BEGIN

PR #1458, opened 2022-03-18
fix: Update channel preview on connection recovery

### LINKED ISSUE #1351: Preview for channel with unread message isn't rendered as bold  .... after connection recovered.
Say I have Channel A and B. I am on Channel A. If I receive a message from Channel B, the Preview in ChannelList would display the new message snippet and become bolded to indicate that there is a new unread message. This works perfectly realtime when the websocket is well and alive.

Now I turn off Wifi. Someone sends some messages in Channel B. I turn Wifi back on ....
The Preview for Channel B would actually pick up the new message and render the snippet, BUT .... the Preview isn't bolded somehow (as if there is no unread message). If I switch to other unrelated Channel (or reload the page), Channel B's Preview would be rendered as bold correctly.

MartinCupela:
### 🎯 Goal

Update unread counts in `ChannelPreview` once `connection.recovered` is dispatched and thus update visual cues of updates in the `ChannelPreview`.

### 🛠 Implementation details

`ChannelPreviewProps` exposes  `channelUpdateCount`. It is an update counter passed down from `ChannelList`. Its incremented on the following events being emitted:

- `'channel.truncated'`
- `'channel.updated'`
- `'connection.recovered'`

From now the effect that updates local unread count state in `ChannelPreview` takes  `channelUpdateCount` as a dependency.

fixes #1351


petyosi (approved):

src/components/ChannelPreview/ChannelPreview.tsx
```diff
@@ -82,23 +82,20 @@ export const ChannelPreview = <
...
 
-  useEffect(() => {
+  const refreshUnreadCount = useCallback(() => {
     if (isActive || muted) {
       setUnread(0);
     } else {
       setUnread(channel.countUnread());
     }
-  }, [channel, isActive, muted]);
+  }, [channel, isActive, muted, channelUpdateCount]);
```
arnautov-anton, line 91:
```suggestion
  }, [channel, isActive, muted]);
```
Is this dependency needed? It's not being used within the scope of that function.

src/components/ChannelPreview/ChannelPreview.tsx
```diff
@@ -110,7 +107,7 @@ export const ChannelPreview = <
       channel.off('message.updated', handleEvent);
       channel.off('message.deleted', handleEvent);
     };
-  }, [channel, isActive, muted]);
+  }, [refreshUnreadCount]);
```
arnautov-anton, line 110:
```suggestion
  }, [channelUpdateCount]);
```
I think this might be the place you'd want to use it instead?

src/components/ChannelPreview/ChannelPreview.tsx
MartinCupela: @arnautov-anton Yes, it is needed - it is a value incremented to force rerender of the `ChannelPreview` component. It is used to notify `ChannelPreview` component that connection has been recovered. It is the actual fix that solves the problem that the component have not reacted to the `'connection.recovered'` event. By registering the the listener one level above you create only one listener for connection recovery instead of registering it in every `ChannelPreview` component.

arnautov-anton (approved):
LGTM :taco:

END
BEGIN

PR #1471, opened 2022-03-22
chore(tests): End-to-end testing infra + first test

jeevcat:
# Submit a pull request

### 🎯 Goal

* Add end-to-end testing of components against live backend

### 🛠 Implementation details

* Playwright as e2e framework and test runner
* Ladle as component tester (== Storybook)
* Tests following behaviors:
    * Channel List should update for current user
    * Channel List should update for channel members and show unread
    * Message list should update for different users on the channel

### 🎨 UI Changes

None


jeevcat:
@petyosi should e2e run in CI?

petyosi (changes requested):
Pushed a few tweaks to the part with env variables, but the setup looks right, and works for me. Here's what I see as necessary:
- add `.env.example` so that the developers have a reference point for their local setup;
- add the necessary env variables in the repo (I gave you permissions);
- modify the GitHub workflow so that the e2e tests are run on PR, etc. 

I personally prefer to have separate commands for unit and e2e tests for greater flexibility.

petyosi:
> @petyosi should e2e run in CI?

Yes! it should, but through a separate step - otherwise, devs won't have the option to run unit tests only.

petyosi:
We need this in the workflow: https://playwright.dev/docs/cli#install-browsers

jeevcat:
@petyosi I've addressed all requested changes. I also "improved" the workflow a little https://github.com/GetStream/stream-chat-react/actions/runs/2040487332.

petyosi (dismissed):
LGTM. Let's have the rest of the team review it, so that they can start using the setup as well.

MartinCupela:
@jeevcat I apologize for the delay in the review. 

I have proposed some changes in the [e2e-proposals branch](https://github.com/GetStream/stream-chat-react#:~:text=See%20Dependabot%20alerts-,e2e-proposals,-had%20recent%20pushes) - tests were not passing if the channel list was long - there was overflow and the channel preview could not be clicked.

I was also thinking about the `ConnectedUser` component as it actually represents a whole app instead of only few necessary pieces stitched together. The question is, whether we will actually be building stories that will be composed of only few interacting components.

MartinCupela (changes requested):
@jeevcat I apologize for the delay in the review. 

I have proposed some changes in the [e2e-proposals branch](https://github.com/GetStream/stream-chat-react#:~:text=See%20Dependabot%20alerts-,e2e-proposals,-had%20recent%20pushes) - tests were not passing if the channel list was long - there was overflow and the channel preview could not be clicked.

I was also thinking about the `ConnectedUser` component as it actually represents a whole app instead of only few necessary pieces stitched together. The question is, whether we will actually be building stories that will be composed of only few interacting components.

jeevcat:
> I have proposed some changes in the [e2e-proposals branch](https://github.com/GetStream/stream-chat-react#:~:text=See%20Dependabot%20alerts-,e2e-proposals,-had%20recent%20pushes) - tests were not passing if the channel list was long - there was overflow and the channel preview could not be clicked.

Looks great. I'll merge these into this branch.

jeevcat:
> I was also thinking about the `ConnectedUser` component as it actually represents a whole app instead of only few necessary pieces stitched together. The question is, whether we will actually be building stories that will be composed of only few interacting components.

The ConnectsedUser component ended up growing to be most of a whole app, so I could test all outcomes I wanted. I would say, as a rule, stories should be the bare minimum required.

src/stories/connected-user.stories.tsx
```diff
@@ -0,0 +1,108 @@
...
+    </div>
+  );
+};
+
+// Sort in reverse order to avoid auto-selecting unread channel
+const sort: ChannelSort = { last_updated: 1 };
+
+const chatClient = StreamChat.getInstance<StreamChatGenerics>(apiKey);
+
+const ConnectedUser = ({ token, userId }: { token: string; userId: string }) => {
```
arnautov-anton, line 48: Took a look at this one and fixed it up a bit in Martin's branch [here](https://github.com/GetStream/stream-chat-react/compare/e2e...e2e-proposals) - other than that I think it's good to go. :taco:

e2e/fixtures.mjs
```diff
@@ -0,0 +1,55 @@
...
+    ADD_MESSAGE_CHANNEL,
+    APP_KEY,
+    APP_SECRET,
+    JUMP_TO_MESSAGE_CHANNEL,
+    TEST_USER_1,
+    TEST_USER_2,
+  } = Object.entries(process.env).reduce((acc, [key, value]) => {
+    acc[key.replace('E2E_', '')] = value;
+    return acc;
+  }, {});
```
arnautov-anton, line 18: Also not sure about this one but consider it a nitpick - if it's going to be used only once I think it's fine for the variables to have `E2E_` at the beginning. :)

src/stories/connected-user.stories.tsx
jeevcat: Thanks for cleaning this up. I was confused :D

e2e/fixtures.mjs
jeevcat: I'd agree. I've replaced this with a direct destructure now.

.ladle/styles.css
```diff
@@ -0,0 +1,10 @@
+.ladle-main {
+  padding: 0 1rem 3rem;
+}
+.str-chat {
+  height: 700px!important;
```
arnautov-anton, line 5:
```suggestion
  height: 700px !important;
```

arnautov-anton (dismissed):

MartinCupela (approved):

END

What you should do:
Only the lines above starting at the line that holds "PR #1458, opened 2022-03-18" and ending at the line that holds "Now I turn off" are to be repeated, exactly and in full.

Response to the task:
PR #1458, opened 2022-03-18
fix: Update channel preview on connection recovery

### LINKED ISSUE #1351: Preview for channel with unread message isn't rendered as bold  .... after connection recovered.
Say I have Channel A and B. I am on Channel A. If I receive a message from Channel B, the Preview in ChannelList would display the new message snippet and become bolded to indicate that there is a new unread message. This works perfectly realtime when the websocket is well and alive.

Now I turn off Wifi. Someone sends some messages in Channel B. I turn Wifi back on ....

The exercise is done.